While they’re not exactly the same, there’s certainly similarity. We can approximate the intensity similarity using histogram intersection:

\(s_{intensity}(r_i, r_j) = \sum_{k=0}^{255}\text{min}(t_i^k,t_j^k)\) Where $t_i^k$ is the quantity of pixels in region $r_i$ with intensity $k$. The similarity score of the top and bottom halves of this goblin is 398.

Another similar concept is texture similarity, which uses the spatial intensity gradient instead of the raw intensity values. We can also generalize these concepts to color images.

Surprise! We’re talking about region proposal!

Thinking about “what is an object” reminded me of some algorithms I saw in my computer vision class. This led me to discover the Selective Search Algorithm (SSA), which is exactly what we were looking for.

Region proposal has been thoroughly studied in computer vision. According to the paper describing the SSA, region proposal concerns “generating possible object locations for use in object recognition.”

The SSA used image segmentation along with metrics such as color similarity, intensity similarity, and texture similarity to generate a large set of regions. Region proposal algorithms tend to produce lots of false positives, as they cast a wide net and let a down-stream classifier filter these further.

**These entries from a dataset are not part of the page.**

PR #1817, opened 2026-08-05
fix: silent data loss in search_changed_since when memory id is None

windy202508:
### Problem
In `search_changed_since`, the `seen_ids` set is used to deduplicate memories by their `id`. However, when a memory lacks an `id` field (returns `None` from `.get('id')`), the dedup logic **silently drops all subsequent memories that also lack an id**.

### Root Cause
```python
mem_id = memory.get('id')
if mem_id in seen_ids:   # None is a valid set member!
    continue             # silently skips ALL id=None memories after the first
seen_ids.add(mem_id)     # adds None to seen_ids
```

After the first memory with `id=None` is processed, `None` is added to `seen_ids`. Every subsequent memory with `id=None` hits `None in seen_ids` and is **silently discarded**.

### Impact
- **Data loss**: Multiple memories without ids are reduced to just one
- **Silent**: No error, no warning, no log -- memories just disappear
- **Triggerable**: Any malformed backend data or external documents without ids

### Fix
Only deduplicate when the id is not None:
```python
if mem_id is not None and mem_id in seen_ids:
    continue
seen_ids.add(mem_id)
```

Memories without an id cannot be deduplicated, so they should always be included.

### Test
Added `tests/test_search_changed_since_none_id.py` with two regression tests:
1. `test_multiple_none_id_memories_not_dropped` -- verifies all id=None memories are kept
2. `test_duplicate_real_ids_still_deduped` -- verifies real duplicate ids are still deduplicated

Refs #770

## Summary by CodeRabbit

* **Bug Fixes**
  * Memories without an ID are now retained and processed correctly instead of being mistakenly treated as duplicates.
  * Duplicate memories with valid IDs continue to be filtered out.

* **Tests**
  * Added regression coverage for ID-less memories and duplicate valid IDs.


windy202508:

Thanks for the thorough review! Both issues have been fixed:

### 1. Preserve missing-ID memories in `_fetch_all_memories` ✅

The root cause was deeper than the initial fix — `_fetch_all_memories` was dropping all memories with `id=None` at line 621 (`if not mid: continue`) before they ever reached `search_changed_since`.

**Fix:** Memories without an id are now collected in a separate `no_id_memories` list and appended to the results after deduplication. This ensures:
- Identified memories are still deduplicated by version (newest wins)
- Missing-ID memories are retained without being silently dropped
- `search_changed_since` receives the full memory set

### 2. Fixed test API usage ✅

Tests have been rewritten to:
- Use the synchronous `search_changed_since(since_date=...)` API (no `await`)
- Mock `_get_search_namespaces` and `_fetch_all_memories` (the actual methods used by the implementation)
- Add `created_at` timestamps so memories qualify as "changed"
- Assert on `result["results"]` instead of `len(result)`

Both tests now properly exercise the fix path.

Refs #770

Xenogents:

PR #1819, opened 2026-08-05
fix: use versioned marker to distinguish serialized tags from user content

windy202508:
## Problem

When a memory record has tags, the serializer appends a trailing `\n\nTags: tag1, tag2` block to the content. The reader strips this block on readback.

However, if the user's actual content ends with `\n\nTags: python, ai` and the record's tags are `["python", "ai"]`, the reader cannot distinguish between serialized metadata and legitimate user content — it silently strips the user's content.

### Serializer (`core.py`)
Add a unique, versioned marker before the tags block:
```python
# Before: text += f"\n\nTags: {', '.join(self.tags)}"
# After:  text += f"\n\n<!--memanto-tags:v1-->\nTags: {', '.join(self.tags)}"
```

### Reader (`memory_read_service.py`)
Check for the marker first:
- If `<!--memanto-tags:v1-->` is present → strip from marker onwards (definitely serialized metadata)
- If marker not found → fall back to old behavior for backward compatibility (check `Tags: ` prefix + verify tags match)

## Test

Added regression test in `tests/test_format_memory_tags_bug.py` covering:
1. User content ending with `Tags: python, ai` is preserved (not stripped)
2. Serialized tags block with marker is correctly stripped
3. Old-format records (without marker) still work

## Backward Compatibility

Old records without the marker are handled by the fallback path, which uses the same tag-matching logic as before. No data loss for existing records.

Refs #770

> Note: This is a rebase of PR #1810 onto current main to resolve merge conflicts.

### DIFF
--- a/memanto/app/core.py
+++ b/memanto/app/core.py
@@ -113,7 +113,7 @@ class MemoryRecord(BaseModel):
         # Format text as standardized card for semantic search
         text = f"[{memory_type.upper()}] {self.title}\n\n{self.content}"
         if self.tags:
-            text += f"\n\nTags: {', '.join(self.tags)}"
+            text += f"\n\n<!--memanto-tags:v1-->\nTags: {', '.join(self.tags)}"
 
         # Build document with flat metadata fields (not nested!)
         document = {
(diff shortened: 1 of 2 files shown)


Xenogents:

PR #1822, opened 2026-08-06
fix: daily summary must fail loudly on empty/missing AI answer (Bounty #770 round 6)

liushazyy:
### Bug
`DailyAnalysisService.generate_summary` did:
```python
summary_text = result.get("answer", "Failed to generate summary.")
```
When the backend returns an **empty** or **missing** `answer` (rate limit, model error, malformed response), the placeholder text (or empty string) was written to the day's summary file and the method returned `{"status": "success", ...}` — a silent failure indistinguishable from a real daily summary.

The legacy summarizer (`context_summarization_service.py:112`) already raises `MemoryError("Failed to generate summary - empty response from AI")`; the new service lost that guard.

### Fix
- Empty/missing/whitespace-only answer now raises `MemoryError` before any file I/O
- `except MemoryError: raise` added so the guard isn't re-wrapped
- No summary file is written on failure (no fake "success" artifact on disk)

### Tests (`tests/failing_tests/test_bounty_770_round6.py`)
- `test_empty_answer_must_not_report_success`: `{"answer": ""}` -> MemoryError, no file written
- `test_missing_answer_key_must_not_write_placeholder`: `{"foo": "bar"}` -> MemoryError, no file written
- `test_valid_answer_still_writes_summary`: real answer still produces the file (no regression)

Verified RED (2 failures without fix) -> GREEN (all pass with fix).

## Summary by CodeRabbit

* **Bug Fixes**
  * Tags containing commas are now rejected to preserve reliable storage and retrieval.
  * Invalid recall limits and similarity settings now return clear validation errors.
  * Search result totals now reflect filtered matches accurately.
  * Memory retrieval avoids stalled or excessive pagination.
  * Missing AI summaries now raise an error instead of creating placeholder files.
  * Conflict reports and exports now respect the configured data directory.
  * Tag handling is consistent for both list and comma-separated formats.

* **Tests**
  * Added regression coverage for validation, pagination, search totals, tag handling, summaries, and configured storage paths.

### DIFF
--- a/memanto/app/core.py
+++ b/memanto/app/core.py
@@ -16,7 +16,18 @@ from memanto.app.constants import (
 )
 
 MemoryTag = Annotated[
-    str, StringConstraints(strip_whitespace=True, min_length=1, max_length=64)
+    str,
+    StringConstraints(
+        strip_whitespace=True,
+        min_length=1,
+        max_length=64,
+        # Commas are the wire-format separator: to_moorcheh_document joins
+        # tags with "," and readers split on ",". A tag containing a comma
+        # is silently corrupted on the write->read round-trip (the tag is
+        # split into two, a phantom tag appears) and makes #tag filtering
+        # match the wrong rows. Reject it at the schema boundary.
+        pattern=r"^[^,]+$",
+    ),
 ]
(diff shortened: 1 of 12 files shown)


Xenogents:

Region proposals from the original SSA paper

Indeed, early object detectors were basically just model-based region proposer followed by a classifier. For example, the R-CNN operated in two stages (image source here:

1)Generate a ton of region proposals from the image using Selective Search Algorithm

2) Resize each region to some fixed dimensions and feed it into a CNN classifier

The visibility model

So, how does this relate guessing whether an object is visible given an image and the object’s bounding box? This is the “model” I settled on:

  • An object is visible if and only if its bounding box is (approximately) generated by Selective Search Algorithm

So I generated region proposals using SSA, and if any of these proposals had an Intersection over Union (IoU) with an object bounding box close to 1, then we call them a match and declare the object visible.

That’s it! Sounds stupid, right? Well fuck off, I was pretty proud of this little trick.

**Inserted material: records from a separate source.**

PR #1826, opened 2026-08-06
fix: preserve expires_at on memory update when ttl_seconds is absent

windy202508:
### Summary

When updating any field on a memory that has `expires_at` set but no `ttl_seconds`, the expiration is silently removed, making the memory permanent. This is a **silent data loss** bug.

### Root Cause

In `memory_write_service.py`, the TTL handling in `update_memory()`:

```python
if "ttl_seconds" in updates:
    updated_memory.set_ttl(updates["ttl_seconds"])
elif metadata.get("ttl_seconds"):
    updated_memory.ttl_seconds = metadata["ttl_seconds"]
    raw_expires_at = metadata.get("expires_at")
    if raw_expires_at:
        updated_memory.expires_at = ...
```

When the existing memory has `expires_at` but **no** `ttl_seconds`:
1. `"ttl_seconds" not in updates` → skip first branch
2. `metadata.get("ttl_seconds")` → `None` (falsy) → skip elif branch
3. `updated_memory.expires_at` stays at default (`None`)
4. **The memory's expiration is silently removed**

This can happen when `expires_at` is set via direct metadata write, or when a memory was imported with an explicit expiration but no TTL duration.

### Fix

Add an `else` branch that preserves `expires_at` from the existing metadata when `ttl_seconds` is not present:

```python
else:
    # Preserve expires_at when ttl_seconds is absent (bounty #770).
    raw_expires_at = metadata.get("expires_at")
    if raw_expires_at:
        if isinstance(raw_expires_at, str):
            try:
                updated_memory.expires_at = datetime.fromisoformat(
                    raw_expires_at.replace("Z", "+00:00")
                )
            except (ValueError, AttributeError):
                pass
        else:
            updated_memory.expires_at = raw_expires_at
```

### Impact

- **Severity**: High — silent data loss
- **Type**: Logic error (missing code path)
- **Affected operations**: Any `PATCH /{agent_id}/memories/{memory_id}` on a memory with `expires_at` but no `ttl_seconds`
- **User impact**: Memories that should expire become permanent without any warning or error

### Testing

Added regression test `tests/test_update_memory_preserves_expires_at.py` covering:
1. Update with `expires_at` but no `ttl_seconds` → `expires_at` preserved
2. Update with both `expires_at` and `ttl_seconds` → both preserved
3. Update with new `ttl_seconds` → `expires_at` recalculated correctly

Refs #770

## Summary by CodeRabbit

* **Bug Fixes**
  * Memory updates now preserve existing expiration settings when no new time-to-live value is provided.
  * Existing expiration timestamps remain intact, including valid timestamp values supplied as strings.
  * Providing a new time-to-live value correctly recalculates the expiration time.

* **Tests**
  * Added coverage for preserving and recalculating expiration settings during memory updates.

### DIFF
--- a/memanto/app/services/memory_write_service.py
+++ b/memanto/app/services/memory_write_service.py
@@ -388,6 +388,22 @@ class MemoryWriteService:
                             pass  # Keep the default if the stored timestamp is invalid
                     else:
                         updated_memory.expires_at = raw_expires_at
+            else:
+                # Preserve expires_at when ttl_seconds is absent (bounty #770).
+                # A memory can have expires_at set without ttl_seconds (e.g. via
+                # direct metadata write). Without this branch, any field update
+                # silently drops the expiration, making the memory permanent.
+                raw_expires_at = metadata.get("expires_at")
+                if raw_expires_at:
+                    if isinstance(raw_expires_at, str):
+                        try:
+                            updated_memory.expires_at = datetime.fromisoformat(
+                                raw_expires_at.replace("Z", "+00:00")
+                            )
+                        except (ValueError, AttributeError):
+                            pass
+                    else:
+                        updated_memory.expires_at = raw_expires_at
 
             # Step 3: Upload new version (overwrites existing document with same ID)
             from typing import Any, cast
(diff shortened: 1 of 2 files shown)


Xenogents:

So does it work? See for yourself:

Left: Objects labeled “visible” by SSA. Right: Objects labeled “invisible” by SSA
Left: Objects labeled “visible” by SSA. Right: Objects labeled “invisible” by SSA

Come on, that’s not bad! Maybe it’s a little overly cautious, but I think this will filter out a nice dataset of visible objects! So that’s the trick! That’s how I created training data for visually detecting interactible objects in Runescape.

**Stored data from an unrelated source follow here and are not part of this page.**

PR #1827, opened 2026-08-07
fix: memory-integrity fixes — extraction truncation, summary archiving, JWT payload validation, session duration, export timestamps (Bounty #770 round 7)

liushazyy:
### 1. _conversation_text truncated the NEWEST messages, or returned empty
conversation_memory_extraction_service.py built the extraction query from the oldest messages first and broke out once the budget was exceeded — dropping exactly the turns this request is about. A single message over the budget produced an empty query (caller raises 400) on input that should be accepted. Fix: walk from the newest message backwards; a single oversized message is kept rather than yielding an empty query.

### 2. Session summaries archived by memory.created_at — imported memories vanish from daily summaries
log_memory_to_session_summary filed entries under the memory's created_at date. Imported/backfilled memories with an old created_at were written to a historical file that daily_analysis_service (which globs today's date) never reads — today's activity permanently missing, and deletion entries landed in a different file than the memory they refer to. Fix: archive under the write time (utc_now()).

### 3. validate_session leaked ValidationError → HTTP 500 on signature-valid but malformed payloads
A JWT signed with the correct key but missing required fields raised pydantic.ValidationError — uncaught, escaping as a 500. Fix: map ValidationError/TypeError/ValueError to InvalidSessionTokenError (4xx).

### 4. Export header used naive local time mixed with UTC memory timestamps
format_memory_md wrote Generated: with datetime.now() (naive local) while every memory timestamp is UTC ISO — two time bases in one exported file, off-by-one-day near midnight UTC+8. Fix: datetime.now(timezone.utc) ISO with Z suffix.

### 5. duration_hours <= 0 minted already-expired sessions while the CLI reported success
_create_session accepted 0/negative hours → token expired at its own start instant; memanto agent activate --hours 0 printed OK but every subsequent call failed. Fix: reject non-positive durations at the service layer (ValueError) and add min=1 to the CLI option.

### Verification
- tests/failing_tests/test_bounty_770_round7.py: 6 tests, all red before / green after
- Full suite: 590 passed, 26 skipped

## Summary by CodeRabbit

* **Bug Fixes**
  * Conversation context now prioritizes the newest messages while preserving chronological order.
  * Oversized messages no longer produce empty conversation queries.
  * Session creation rejects invalid or non-positive durations.
  * Malformed session tokens now return a consistent invalid-token error.
  * Memory summary archives use the correct UTC write date.
  * Export timestamps now use UTC ISO 8601 formatting.
  * Agent activation requires at least one hour.

* **Tests**
  * Added regression coverage for conversation trimming, session validation, archiving, and UTC timestamps.

### DIFF
--- a/memanto/app/services/conversation_memory_extraction_service.py
+++ b/memanto/app/services/conversation_memory_extraction_service.py
@@ -98,12 +98,25 @@ class ConversationMemoryExtractionService:
     def _conversation_text(self, messages: list[dict[str, str]]) -> str:
         lines: list[str] = []
         total = 0
-        for message in messages:
+        # Messages arrive in chronological order; the newest turns are the
+        # ones this extraction request is actually about. Walk from the END
+        # so truncation drops the oldest messages first and the query always
+        # ends with the latest context. Without this, an oversized transcript
+        # was cut from the front, leaving a query of stale messages — or, for
+        # a single oversized message, an empty string that made the caller
+        # raise a 400 on input that should be accepted.
+        for message in reversed(messages):
             line = f"{message['role'].strip()}: {message['content'].strip()}"
-            total += len(line)
-            if total > self.MAX_CONTENT_CHARS:
+            if lines and total + len(line) > self.MAX_CONTENT_CHARS:
+                # Budget exhausted before this (older) message: stop.
                 break
             lines.append(line)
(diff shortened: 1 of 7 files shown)


Xenogents:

Training an object detector

I used YOLOV5 and trained on a bunch of training data collected from around Lumbridge area in Runescape. The results were not too bad:

Using a trained YOLOV5 to detect interactible objects
Using a trained YOLOV5 to detect interactible objects

Nobody’s calling it perfect, but it’s pretty fast and not terribly inaccurate! This thing is pretty good at guessing what objects you can click in Runescape.

Conclusion

There is no conclusion. The human condition drives us forward, hurtling ourselves blindly into the unknown. I leapfrog from idea to idea, and each hop manifests ripples on the surface of the water. These are my signature, my proof that I was here. It seems you have found one of my ripples.